▸ What is needed: Find every line in the records below that contains "class", and copy it.

START Dataset entries

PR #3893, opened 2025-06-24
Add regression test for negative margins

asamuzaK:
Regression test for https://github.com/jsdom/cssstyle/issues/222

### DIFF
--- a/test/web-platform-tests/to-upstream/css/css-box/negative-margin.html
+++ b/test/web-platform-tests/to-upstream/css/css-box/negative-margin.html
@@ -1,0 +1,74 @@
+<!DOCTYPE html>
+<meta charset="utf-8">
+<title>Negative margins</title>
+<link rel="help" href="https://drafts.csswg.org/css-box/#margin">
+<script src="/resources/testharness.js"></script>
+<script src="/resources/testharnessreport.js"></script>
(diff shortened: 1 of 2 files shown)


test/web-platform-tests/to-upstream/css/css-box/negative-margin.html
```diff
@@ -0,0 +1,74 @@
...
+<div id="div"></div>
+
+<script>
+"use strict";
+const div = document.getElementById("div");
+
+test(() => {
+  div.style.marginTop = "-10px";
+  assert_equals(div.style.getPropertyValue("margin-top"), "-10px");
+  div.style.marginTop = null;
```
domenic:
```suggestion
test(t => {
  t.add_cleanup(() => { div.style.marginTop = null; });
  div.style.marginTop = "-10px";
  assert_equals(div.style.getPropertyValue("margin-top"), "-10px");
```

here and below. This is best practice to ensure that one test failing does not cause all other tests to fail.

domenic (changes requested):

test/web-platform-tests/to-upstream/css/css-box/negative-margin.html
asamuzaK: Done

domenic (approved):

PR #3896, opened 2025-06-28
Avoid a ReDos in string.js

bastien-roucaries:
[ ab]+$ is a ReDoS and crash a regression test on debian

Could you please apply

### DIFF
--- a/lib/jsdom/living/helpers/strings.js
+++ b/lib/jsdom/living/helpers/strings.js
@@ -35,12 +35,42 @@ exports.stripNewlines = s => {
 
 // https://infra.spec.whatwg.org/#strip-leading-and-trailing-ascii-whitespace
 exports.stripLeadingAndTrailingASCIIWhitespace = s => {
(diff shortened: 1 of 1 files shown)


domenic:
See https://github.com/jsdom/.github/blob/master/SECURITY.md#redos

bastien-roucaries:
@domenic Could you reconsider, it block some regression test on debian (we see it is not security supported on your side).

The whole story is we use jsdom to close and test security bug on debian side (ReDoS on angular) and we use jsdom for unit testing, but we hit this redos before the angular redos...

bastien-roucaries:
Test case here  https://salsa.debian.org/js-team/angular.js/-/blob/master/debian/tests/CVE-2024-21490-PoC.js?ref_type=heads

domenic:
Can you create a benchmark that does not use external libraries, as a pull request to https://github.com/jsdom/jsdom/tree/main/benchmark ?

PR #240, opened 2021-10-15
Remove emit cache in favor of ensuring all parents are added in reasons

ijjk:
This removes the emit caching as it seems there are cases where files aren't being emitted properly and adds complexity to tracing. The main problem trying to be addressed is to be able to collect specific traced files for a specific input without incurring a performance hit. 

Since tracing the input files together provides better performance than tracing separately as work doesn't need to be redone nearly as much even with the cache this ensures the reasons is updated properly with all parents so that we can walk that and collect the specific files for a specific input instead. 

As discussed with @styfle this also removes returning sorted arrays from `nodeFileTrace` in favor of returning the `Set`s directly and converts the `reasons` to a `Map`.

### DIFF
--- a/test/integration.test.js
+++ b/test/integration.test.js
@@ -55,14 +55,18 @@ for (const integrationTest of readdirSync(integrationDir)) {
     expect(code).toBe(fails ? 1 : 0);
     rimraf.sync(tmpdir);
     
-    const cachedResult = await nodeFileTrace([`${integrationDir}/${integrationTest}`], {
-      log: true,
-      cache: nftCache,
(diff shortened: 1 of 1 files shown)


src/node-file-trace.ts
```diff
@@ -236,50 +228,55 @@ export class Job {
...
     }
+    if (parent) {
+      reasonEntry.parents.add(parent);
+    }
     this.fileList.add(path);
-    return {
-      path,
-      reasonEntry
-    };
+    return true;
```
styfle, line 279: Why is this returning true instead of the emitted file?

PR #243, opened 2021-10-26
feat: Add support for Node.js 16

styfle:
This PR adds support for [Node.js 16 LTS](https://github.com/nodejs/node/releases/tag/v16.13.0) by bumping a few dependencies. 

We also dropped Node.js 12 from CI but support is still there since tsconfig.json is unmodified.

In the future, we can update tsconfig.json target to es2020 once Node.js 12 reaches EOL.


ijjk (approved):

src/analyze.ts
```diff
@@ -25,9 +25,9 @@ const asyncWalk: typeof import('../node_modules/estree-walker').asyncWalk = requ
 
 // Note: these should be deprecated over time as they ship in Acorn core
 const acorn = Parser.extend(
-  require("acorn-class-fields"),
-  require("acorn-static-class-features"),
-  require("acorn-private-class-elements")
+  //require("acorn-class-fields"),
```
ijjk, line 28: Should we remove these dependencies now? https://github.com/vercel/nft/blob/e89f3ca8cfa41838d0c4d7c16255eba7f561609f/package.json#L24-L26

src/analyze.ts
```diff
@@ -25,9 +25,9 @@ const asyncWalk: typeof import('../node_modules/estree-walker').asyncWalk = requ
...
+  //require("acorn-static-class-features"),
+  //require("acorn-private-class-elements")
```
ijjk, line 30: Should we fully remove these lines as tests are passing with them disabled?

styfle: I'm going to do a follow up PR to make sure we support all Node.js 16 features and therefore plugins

END Dataset entries

▸ Answer for the task:
@@ -236,50 +228,55 @@ export class Job {
-  require("acorn-class-fields"),
-  require("acorn-static-class-features"),
-  require("acorn-private-class-elements")
+  //require("acorn-class-fields"),
+  //require("acorn-static-class-features"),
+  //require("acorn-private-class-elements")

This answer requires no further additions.